(Stored data entries)
════

PR #3203, opened 2021-01-04
cache buffer to fix VS Code issue #111562

meganrogge:
See microsoft/vscode#111562

### DIFF
--- a/src/browser/public/Terminal.ts
+++ b/src/browser/public/Terminal.ts
@@ -18,6 +18,7 @@ export class Terminal implements ITerminalApi {
   private _core: ITerminal;
   private _addonManager: AddonManager;
   private _parser: IParser | undefined;
+  private _buffer: BufferNamespaceApi | undefined;
 
   constructor(options?: ITerminalOptions) {
     this._core = new TerminalCore(options);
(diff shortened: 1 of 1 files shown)


Tyriar (approved):
👍

src/browser/public/Terminal.ts
```diff
@@ -58,7 +59,10 @@ export class Terminal implements ITerminalApi {
   public get cols(): number { return this._core.cols; }
   public get buffer(): IBufferNamespaceApi {
     this._checkProposedApi();
-    return new BufferNamespaceApi(this._core.buffers);
+    if (!this._buffer) {
+      return new BufferNamespaceApi(this._core.buffers);
+    }
+    return this._buffer;
```
mofux, line 65: I think this fix doesn't work because `this._buffer` is never assigned. I think it should have been:

```typescript
if (!this._buffer) {
  this._buffer = new BufferNamespaceApi(this._core.buffers);
}
return this._buffer;
```

mofux (commented):
Looking over the merged PR I think I found this not to be working as expected. Please see the comment for details.

@meganrogge @Tyriar

src/browser/public/Terminal.ts
meganrogge: yes you're absolutely correct

PR #3204, opened 2021-01-04
set this._buffer to new buffer

meganrogge:


src/browser/public/Terminal.ts
```diff
@@ -60,7 +60,7 @@ export class Terminal implements ITerminalApi {
   public get buffer(): IBufferNamespaceApi {
     this._checkProposedApi();
     if (!this._buffer) {
-      return new BufferNamespaceApi(this._core.buffers);
+      this._buffer = new BufferNamespaceApi(this._core.buffers);
```
jerch, line 63: I think it will not work that - `this._core.buffers` mutates at several occasions in codebase, thus should not be persisted in `BufferNamespaceApi`.

A quickfix would be to change the ctor to init with `this._core`, which is guaranteed to be stable.

Tyriar: Good find, yeah if we could just clear buffers that would be an easy way to fix it.

meganrogge: I think I did what you're suggesting?

jerch: Ah sorry, my description was misleading. I meant to remove `.buffers` from the ctor and just go with `this._core` instead, and to do the property descent to `this._core.buffers` in `BufferNamespaceApi`.

Seems this needs abit rework in the API classes, they are just thin views on the internal buffers, but dont respect ref changes of the internal buffers yet. The problem comes from the static buffer bindings in `BufferNamespaceApi` and `BufferApiView`.

I see two possible solutions:
- ugly way: When accessing `buffers` on the view object, always test for equality of `_core.buffers` to the one stored from ctor time, if different, recreate the subviews and update stored ones. This is ugly as it would keep a ref on the old internal buffer instance (could be avoided with `WeakMap`).
- preferred way (imho): Update all buffer access in `BufferNamespaceApi` and `BufferApiView` to do the full `_core --> buffers --> ...` descent. This way a changing ref at `_core.buffers` needs no special treatment.

Tyriar: @meganrogge let's look at this together today

Tyriar (approved):
Manual test and integration tests passing 🎉 

@jerch we decided to go with the approach of not disposing `BufferSet` at all but calling into the new `BufferSet.reset`, that way we encapsulate the weirdness that could lead to future bugs.

PR #3205, opened 2021-01-05
emit onScroll events when user is scrolling

### LINKED ISSUE #3201: onScroll doesn't emit when user is scrolling
User scrolling is currently [not emitted](https://github.com/xtermjs/xterm.js/blob/master/src/browser/Viewport.ts#L159) as an onScroll event. What's the reason for this? Is this really intended?
I'd like to monitor the scroll state of the terminal in order to notice when it's scrolled all the way down, so I have to notice when the user is scrolling, which is not possible with the current behavior.

## Details
- Browser and browser version: Firefox 84.0.1
- xterm.js version: 4.9.0

### Steps to reproduce

1. attach event listener with `terminal.onScroll()`
2. scroll the terminal using the mouse

schrej:
This changes the onScroll handler of the Viewport to no longer suppress onScroll events when the Viewport is scrolled by the user. I've removed the argument in the Viewport as its no longer needed.

fixes #3201


src/browser/Viewport.ts
```diff
@@ -156,7 +156,7 @@ export class Viewport extends Disposable implements IViewport {
 
     const newRow = Math.round(this._lastScrollTop / this._currentRowHeight);
     const diff = newRow - this._bufferService.buffer.ydisp;
-    this._scrollLines(diff, true);
+    this._scrollLines(diff);
```
Tyriar, line 159: Without the suppress, this ends up calling `Terminal.onScroll` which calls `Viewport.syncScrollArea`. It's needed to avoid the cyclic refreshing there. A new event may be needed.

Tyriar (changes requested):

src/browser/Viewport.ts
Tyriar: To clarify; a new internal event (src/browser/Terminal.ts), not a new API event (src/browser/public/Terminal.ts)

schrej: I've taken another look, you're of course right. This cyclic refreshing then even causes some graphical glitches. A new internal event would be almost identical to the onScroll event though.

I see two options to solve this in a clean way:

- Extend the onScroll event emitter to contain a boolean as it's second value (which is unused right now) to indicate whether the event originated from the Viewport.
- Use a richer `ScrollEvent`s that include information about the source

Both cases will require a second EventEmitter for the public facing onScroll method that "forwards" the events to avoid an API change.

Tyriar: Could you put together the change for the second option? That's probably the best as it's more maintainable.

src/browser/Terminal.ts
```diff
@@ -1168,7 +1170,7 @@ export class Terminal extends CoreTerminal implements ITerminal {
       this.buffer.lines.push(this.buffer.getBlankLine(DEFAULT_ATTR_DATA));
     }
     this.refresh(0, this.rows - 1);
-    this._onScroll.fire(this.buffer.ydisp);
+    this._onScroll.fire({position: this.buffer.ydisp, source: ScrollSource.TERMINAL });
```
schrej, line 1173: Or would you prefer a proper class for this?

Tyriar: Interface is fine

AndreSilva1993:
Curious about this as I have the xterm v4.9.0 and scrolling the terminal does not fire the `onScroll` event. Do I need to do anything?

Tyriar:
@AndreSilva1993 that was a long time ago so I don't remember 😅. You should probably update as I don't think there are any breaking changes, if your build does break when updating it's normally just making TS types stricter.

AndreSilva1993:
I must've been sleeping when I wrote this, we're on the 4.18.0 already 🤦‍♂️

Tyriar:
You're right this doesn't happen anymore, it's only firing `onScroll` when the "base" changes. Can you create an issue if one doesn't exist since that doesn't match up with the docs https://github.com/Tyriar/xterm.js/blob/fb950fcbe54b392c6aef268b899c33bcc9c3122f/typings/xterm.d.ts#L862-L867

AndreSilva1993:
Here's the [issue](https://github.com/xtermjs/xterm.js/issues/3864).

PR #5136, opened 2024-08-23
Fix description for WebglAddon class in @xterm/addon-webgl

esimkowitz:
The description mentions search functionality, seems like a copy/paste issue.


Tyriar (approved):
Surprised it said search for so long 😅 Thanks for spotting

Issue #3293, opened 2021-04-05
DECSCUSR() and DECSCUSR(0) should reflect the current user setting of the cursor shape


akinomyoga:
This was first reported at https://github.com/akinomyoga/ble.sh/issues/95. In Visual Studio Code (VSCode), when a Bash plugin `ble.sh` is loaded in a Bash session, the cursor shape becomes always `Block` regardless of the user setting of the cursor shape.

<img width="50%" src="https://user-images.githubusercontent.com/8982192/113637080-b7f9a800-96ae-11eb-9f4f-47ee08a98ae7.png" />

This seems to be caused by the behavior of xterm.js for the control function <kbd>DECSCUSR()</kbd> (*empty*) and <kbd>DECSCUSR(0)</kbd> (*0*). I expect these parameters, *empty* and *0*, change the cursor shape to the default one configured by the user, but, in xterm.js, *empty* and *0* are [always treated as *1* (Blinking Block)](https://github.com/xtermjs/xterm.js/blob/233b78d258417e9d6c107eb54fc4c753e1625911/src/common/InputHandler.ts#L2666) which is just the default value for the user setting.

<img width="50%" src="https://user-images.githubusercontent.com/8982192/113639867-17f34d00-96b5-11eb-9546-7e097ff020d8.png" />

## Behavior of other terminals

- In all the other terminals that I tested (including Mintty, Alacritty, RLogin, GNOME Terminal (VTE), and Windows Terminal), when the user changed the default cursor shape from Block to another, <kbd>DECSCUSR()</kbd> and <kbd>DECSCUSR(0)</kbd> change the cursor shape to the user-configured default rather than to Block. The behavior can be checked with the following commands after the user default is changed.
  ```bash
  $ printf '\e[ q'
  $ printf '\e[0 q'
  $ printf '\e[1 q'
  ```

  I couldn't check xterm's behavior because I don't know how to change the default value for the cursor shape in xterm.

- We can also find a related discussion in [a code comment of VTE](https://github.com/GNOME/vte/blob/f728689e89ef4f6b83527c9a0d340ee52b7d0cf0/src/vteinternal.hh#L174-L185):

  > We treat 0 and 1 differently, assuming that the VT510 does so too.
  >
[...]

PR #5137, opened 2024-08-25
Working on fixing Issue #3293

Arup-Chauhan:
@Tyriar Hi, I was working on #3293 and for that I have done the following things and created this draft PR to discuss.

Here are some changes I made:

1. **Terminal.ts:**
   - I added logic to save the custom cursor style (`userCursorStyle`) when the terminal initializes. This ensures that the terminal keeps my preferred cursor style even when control sequences are sent.

2. **InputHandler.ts:**
   - I adjusted the `setCursorStyle` function to apply `userCursorStyle` when handling the reset cursor style sequence (`\x1b[0 q`). I also included some console log statements to help debug the cursor style changes.

### Possible Issue with Control Sequences:

While testing, I noticed something off with how the control sequences are being processed. Specifically, the output logs don't match the expected behavior.

**Current Log Outputs:**
```
Script is running
User Cursor Style: underline
DOM fully loaded and parsed
Sending control sequence as given 1
User Cursor Style: underline
Current Style: underline
Sending control sequence as given 2
User Cursor Style: underline
Current cursor style: underline
```

**Expected Log Outputs:**
```
Script is running
User Cursor Style: underline
DOM fully loaded and parsed
Sending control sequence as given 1
User Cursor Style: underline
Current Style: bar
Sending control sequence as given 2
User Cursor Style: underline
Current cursor style: underline
```

Am I testing / emulating the xterm terminal properly? 
The current output suggests that the control sequences may not be applied correctly, particularly when resetting the cursor style. This might need a closer look to figure out what's going on.

Help would be appreciated.

### DIFF
--- a/src/common/InputHandler.ts
+++ b/src/common/InputHandler.ts
@@ -2734,6 +2734,10 @@ export class InputHandler extends Disposable implements IInputHandler {
   public setCursorStyle(params: IParams): boolean {
     const param = params.params[0] || 1;
     switch (param) {
+      case 0:
+        console.log('Case 0 triggerd');
+        this._optionsService.options.cursorStyle = this._optionsService.options.userCursorStyle || 'block';
+        break;
       case 1:
       case 2:
         this._optionsService.options.cursorStyle = 'block';
--- a/.hintrc
+++ b/.hintrc
@@ -1,0 +1,8 @@
+{
+  "extends": [
+    "development"
+  ],
+  "hints": {
+    "no-inline-styles": "off"
+  }
+}
--- a/src/browser/public/Terminal.ts
+++ b/src/browser/public/Terminal.ts
@@ -35,6 +35,11 @@ export class Terminal extends Disposable implements ITerminalApi {
     this._core = this._register(new TerminalCore(options));
     this._addonManager = this._register(new AddonManager());
 
+    // Store user's cursor style
+    this._core.options.userCursorStyle = this._core.options.cursorStyle;
+
+
+
     this._publicOptions = { ... this._core.options };
     const getter = (propName: string): any => {
       return this._core.options[propName];
--- a/test_file.html
+++ b/test_file.html
@@ -1,0 +1,38 @@
+<!DOCTYPE html>
+<html lang="en">
+<head>
+    <meta charset="UTF-8">
+    <meta name="viewport" content="width=device-width, initial-scale=1.0">
+    <title>xterm.js Test</title>
+    <script src="./node_modules/@xterm/xterm/lib/xterm.js"></script>
+    <link rel="stylesheet" href="./css/xterm.css">
+    <script>
+        console.log('Script is running');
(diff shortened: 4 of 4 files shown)


src/common/InputHandler.ts
```diff
@@ -2734,6 +2734,10 @@ export class InputHandler extends Disposable implements IInputHandler {
   public setCursorStyle(params: IParams): boolean {
     const param = params.params[0] || 1;
     switch (param) {
+      case 0:
+        console.log('Case 0 triggerd');
+        this._optionsService.options.cursorStyle = this._optionsService.options.userCursorStyle || 'block';
+        break;
```
Tyriar, line 2740: I think the approach you're taking it likely to cause problems (maybe what's causing the issue you mention now). Instead of trying to replace `this._optionsService.options.cursorStyle` or add a new `this._optionsService.options.userCursorStyle` to `this._optionsService.options` which is an object created by the user and not meant to be touched by us, we would want some way to setting an override which starts out at undefined. Makes sense to put this override in [`IDecPrivateModes`](https://github.com/Tyriar/xterm.js/blob/cb3bd463a5aabda47c135481ba4dbf7ccf8680ab/src/common/Types.ts#L267-L275) as mentioned in https://github.com/xtermjs/xterm.js/issues/3293#issuecomment-2094590792

Then when we go to use the actual cursor style from the renderer, we would use `devPrivateModes.cursorStyle ?? this._optionsService.options.cursorStyle ?? 'block'`

Tyriar (changes requested):

src/common/InputHandler.ts
Arup-Chauhan: > I think the approach you're taking it likely to cause problems (maybe what's causing the issue you mention now). Instead of trying to replace `this._optionsService.options.cursorStyle` or add a new `this._optionsService.options.userCursorStyle` to `this._optionsService.options` which is an object created by the user and not meant to be touched by us, we would want some way to setting an override which starts out at undefined. Makes sense to put this override in [`IDecPrivateModes`](https://github.com/Tyriar/xterm.js/blob/cb3bd463a5aabda47c135481ba4dbf7ccf8680ab/src/common/Types.ts#L267-L275) as mentioned in [#3293 (comment)](https://github.com/xtermjs/xterm.js/issues/3293#issuecomment-2094590792)
> 
> Then when we go to use the actual cursor style from the renderer, we would use `devPrivateModes.cursorStyle ?? this._optionsService.options.cursorStyle ?? 'block'`


That makes sense, I will do this and get back to you, give me a while, thanks!

Arup-Chauhan: Hi @Tyriar, wanted to update you that I got some academic commitments mid-way so paused work on this.
I am continuing working on this, will keep you updated.

Once again, thanks for your support!

Tyriar:
Closing off as the approach was wrong and author is busy with other stuff atm.

PR #5180, opened 2024-10-04
Forward integration test exit code to running proc

### LINKED ISSUE #5179: Integration tests are failing but the action isn't reporting failure
eg. https://github.com/xtermjs/xterm.js/actions/runs/10963776473/job/30445954398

════

Prompt:
With the line that has "PR #5136, opened 2024-08-23" as the first and the line that has "Issue #3293, opened 2021-04-05" as the last, repeat exactly that run of lines above and no more.

Solution to this exercise:
PR #5136, opened 2024-08-23
Fix description for WebglAddon class in @xterm/addon-webgl

esimkowitz:
The description mentions search functionality, seems like a copy/paste issue.


Tyriar (approved):
Surprised it said search for so long 😅 Thanks for spotting

Issue #3293, opened 2021-04-05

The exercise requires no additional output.